(Extracted information begins)

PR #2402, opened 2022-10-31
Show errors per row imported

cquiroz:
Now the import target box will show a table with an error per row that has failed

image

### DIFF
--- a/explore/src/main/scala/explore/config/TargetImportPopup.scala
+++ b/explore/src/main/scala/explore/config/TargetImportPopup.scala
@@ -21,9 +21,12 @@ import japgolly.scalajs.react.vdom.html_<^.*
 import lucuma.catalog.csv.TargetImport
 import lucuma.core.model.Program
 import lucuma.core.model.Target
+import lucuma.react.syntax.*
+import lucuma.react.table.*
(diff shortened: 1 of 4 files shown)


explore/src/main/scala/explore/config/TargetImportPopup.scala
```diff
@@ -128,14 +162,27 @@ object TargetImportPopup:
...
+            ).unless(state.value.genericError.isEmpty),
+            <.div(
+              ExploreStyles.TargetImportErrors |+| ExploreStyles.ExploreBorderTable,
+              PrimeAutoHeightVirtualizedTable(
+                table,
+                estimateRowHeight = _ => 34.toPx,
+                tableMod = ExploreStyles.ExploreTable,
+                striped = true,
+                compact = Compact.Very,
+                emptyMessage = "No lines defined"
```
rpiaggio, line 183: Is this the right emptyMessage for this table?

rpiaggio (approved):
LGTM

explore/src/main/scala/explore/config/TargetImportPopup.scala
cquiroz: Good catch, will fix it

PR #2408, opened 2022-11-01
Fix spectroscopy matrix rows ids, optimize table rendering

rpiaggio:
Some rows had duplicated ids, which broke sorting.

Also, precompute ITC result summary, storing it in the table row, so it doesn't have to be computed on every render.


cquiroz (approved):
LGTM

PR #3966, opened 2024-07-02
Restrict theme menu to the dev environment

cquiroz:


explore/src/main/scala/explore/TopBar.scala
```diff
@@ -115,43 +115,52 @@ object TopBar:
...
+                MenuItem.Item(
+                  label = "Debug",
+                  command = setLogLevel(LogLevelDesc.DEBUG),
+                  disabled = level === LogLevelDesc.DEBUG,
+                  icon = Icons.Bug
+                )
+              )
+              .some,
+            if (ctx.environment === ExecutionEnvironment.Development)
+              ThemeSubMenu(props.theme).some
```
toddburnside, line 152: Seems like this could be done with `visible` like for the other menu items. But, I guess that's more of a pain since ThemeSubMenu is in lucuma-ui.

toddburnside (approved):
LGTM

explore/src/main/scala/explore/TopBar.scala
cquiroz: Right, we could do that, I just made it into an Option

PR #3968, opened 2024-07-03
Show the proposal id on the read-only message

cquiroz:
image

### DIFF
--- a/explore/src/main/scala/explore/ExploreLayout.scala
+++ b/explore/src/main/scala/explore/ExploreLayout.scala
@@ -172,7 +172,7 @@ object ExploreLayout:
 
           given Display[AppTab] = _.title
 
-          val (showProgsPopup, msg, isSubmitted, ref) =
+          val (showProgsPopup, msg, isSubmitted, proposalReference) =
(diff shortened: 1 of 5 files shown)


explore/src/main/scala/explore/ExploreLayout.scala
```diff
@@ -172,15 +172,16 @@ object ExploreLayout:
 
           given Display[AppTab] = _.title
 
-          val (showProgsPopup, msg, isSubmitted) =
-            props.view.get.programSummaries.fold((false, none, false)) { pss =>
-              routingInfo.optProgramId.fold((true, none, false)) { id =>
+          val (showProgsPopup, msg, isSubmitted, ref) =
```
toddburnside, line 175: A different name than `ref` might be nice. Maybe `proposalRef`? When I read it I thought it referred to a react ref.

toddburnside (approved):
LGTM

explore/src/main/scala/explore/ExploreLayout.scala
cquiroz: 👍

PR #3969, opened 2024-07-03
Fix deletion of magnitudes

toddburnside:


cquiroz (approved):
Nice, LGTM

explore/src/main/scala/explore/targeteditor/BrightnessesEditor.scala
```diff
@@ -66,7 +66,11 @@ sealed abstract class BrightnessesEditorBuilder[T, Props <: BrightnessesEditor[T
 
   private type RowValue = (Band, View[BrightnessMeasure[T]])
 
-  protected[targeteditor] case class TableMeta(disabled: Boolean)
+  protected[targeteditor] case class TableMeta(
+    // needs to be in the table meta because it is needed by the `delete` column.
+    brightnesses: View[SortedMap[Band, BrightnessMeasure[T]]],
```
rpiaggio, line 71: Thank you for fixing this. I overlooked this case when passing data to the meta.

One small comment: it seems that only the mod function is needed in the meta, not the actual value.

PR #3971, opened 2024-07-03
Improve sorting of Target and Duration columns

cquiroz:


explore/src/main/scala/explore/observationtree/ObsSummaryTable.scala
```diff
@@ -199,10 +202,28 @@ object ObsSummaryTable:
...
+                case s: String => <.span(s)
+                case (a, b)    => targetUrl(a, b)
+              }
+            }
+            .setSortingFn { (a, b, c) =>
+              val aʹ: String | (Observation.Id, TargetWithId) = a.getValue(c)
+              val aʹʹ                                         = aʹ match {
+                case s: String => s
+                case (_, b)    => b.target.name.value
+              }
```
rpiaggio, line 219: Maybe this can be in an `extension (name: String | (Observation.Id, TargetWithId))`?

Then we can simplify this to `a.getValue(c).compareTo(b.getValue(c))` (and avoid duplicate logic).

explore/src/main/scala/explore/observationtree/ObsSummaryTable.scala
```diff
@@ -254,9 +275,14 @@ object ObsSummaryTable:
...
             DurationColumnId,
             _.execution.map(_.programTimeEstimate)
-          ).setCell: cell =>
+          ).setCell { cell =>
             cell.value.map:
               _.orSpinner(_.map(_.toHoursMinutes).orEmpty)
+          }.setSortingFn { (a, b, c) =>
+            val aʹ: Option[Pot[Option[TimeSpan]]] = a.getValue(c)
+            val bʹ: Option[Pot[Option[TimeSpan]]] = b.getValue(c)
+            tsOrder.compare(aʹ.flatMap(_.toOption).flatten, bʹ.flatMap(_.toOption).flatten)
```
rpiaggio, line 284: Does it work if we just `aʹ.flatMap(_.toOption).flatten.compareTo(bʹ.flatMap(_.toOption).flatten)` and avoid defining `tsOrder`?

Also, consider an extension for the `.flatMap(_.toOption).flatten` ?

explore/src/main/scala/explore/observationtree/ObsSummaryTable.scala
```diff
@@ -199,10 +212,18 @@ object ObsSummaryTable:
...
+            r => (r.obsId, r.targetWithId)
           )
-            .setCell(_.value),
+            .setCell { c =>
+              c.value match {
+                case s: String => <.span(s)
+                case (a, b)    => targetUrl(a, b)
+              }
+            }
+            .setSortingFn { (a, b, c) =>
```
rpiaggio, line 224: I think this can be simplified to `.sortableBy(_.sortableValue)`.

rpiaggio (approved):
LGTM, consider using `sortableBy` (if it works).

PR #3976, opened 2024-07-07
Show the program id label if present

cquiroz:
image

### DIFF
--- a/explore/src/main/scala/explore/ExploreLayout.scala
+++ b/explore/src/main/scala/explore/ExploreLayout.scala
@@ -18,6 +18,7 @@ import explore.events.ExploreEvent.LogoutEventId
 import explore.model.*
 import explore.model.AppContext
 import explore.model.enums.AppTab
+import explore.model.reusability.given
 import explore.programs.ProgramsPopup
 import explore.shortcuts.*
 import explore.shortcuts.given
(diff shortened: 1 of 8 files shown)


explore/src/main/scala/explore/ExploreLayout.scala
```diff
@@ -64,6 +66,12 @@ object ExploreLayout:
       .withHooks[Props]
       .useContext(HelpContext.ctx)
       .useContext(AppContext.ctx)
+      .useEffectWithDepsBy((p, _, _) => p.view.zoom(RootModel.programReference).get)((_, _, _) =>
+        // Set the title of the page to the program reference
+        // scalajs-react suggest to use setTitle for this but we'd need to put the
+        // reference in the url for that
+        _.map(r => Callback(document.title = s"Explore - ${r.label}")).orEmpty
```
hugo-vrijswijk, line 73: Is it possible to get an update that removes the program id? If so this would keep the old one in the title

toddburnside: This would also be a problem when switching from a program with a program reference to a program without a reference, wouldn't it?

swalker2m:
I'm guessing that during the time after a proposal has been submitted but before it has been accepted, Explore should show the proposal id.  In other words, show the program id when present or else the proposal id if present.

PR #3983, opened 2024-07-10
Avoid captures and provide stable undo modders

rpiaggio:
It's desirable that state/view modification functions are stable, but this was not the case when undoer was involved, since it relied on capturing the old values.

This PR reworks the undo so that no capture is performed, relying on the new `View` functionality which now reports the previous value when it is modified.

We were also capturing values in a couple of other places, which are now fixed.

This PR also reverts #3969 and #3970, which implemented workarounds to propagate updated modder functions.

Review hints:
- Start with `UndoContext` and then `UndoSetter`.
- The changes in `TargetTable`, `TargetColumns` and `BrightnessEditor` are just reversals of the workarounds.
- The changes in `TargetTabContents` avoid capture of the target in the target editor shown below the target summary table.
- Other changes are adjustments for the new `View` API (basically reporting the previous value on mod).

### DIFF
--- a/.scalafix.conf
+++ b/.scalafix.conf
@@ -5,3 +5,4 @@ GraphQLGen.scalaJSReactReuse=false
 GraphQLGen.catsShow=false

(Extracted information ends)

Look above for the line with "PR #3966, opened 2024-07-02" and the line with "(diff shortened: 1 of 5 files shown)". Retype those two lines and every line between them exactly, adding nothing.

PR #3966, opened 2024-07-02
Restrict theme menu to the dev environment

cquiroz:


explore/src/main/scala/explore/TopBar.scala
```diff
@@ -115,43 +115,52 @@ object TopBar:
...
+                MenuItem.Item(
+                  label = "Debug",
+                  command = setLogLevel(LogLevelDesc.DEBUG),
+                  disabled = level === LogLevelDesc.DEBUG,
+                  icon = Icons.Bug
+                )
+              )
+              .some,
+            if (ctx.environment === ExecutionEnvironment.Development)
+              ThemeSubMenu(props.theme).some
```
toddburnside, line 152: Seems like this could be done with `visible` like for the other menu items. But, I guess that's more of a pain since ThemeSubMenu is in lucuma-ui.

toddburnside (approved):
LGTM

explore/src/main/scala/explore/TopBar.scala
cquiroz: Right, we could do that, I just made it into an Option

PR #3968, opened 2024-07-03
Show the proposal id on the read-only message

cquiroz:
image

### DIFF
--- a/explore/src/main/scala/explore/ExploreLayout.scala
+++ b/explore/src/main/scala/explore/ExploreLayout.scala
@@ -172,7 +172,7 @@ object ExploreLayout:
 
           given Display[AppTab] = _.title
 
-          val (showProgsPopup, msg, isSubmitted, ref) =
+          val (showProgsPopup, msg, isSubmitted, proposalReference) =
(diff shortened: 1 of 5 files shown)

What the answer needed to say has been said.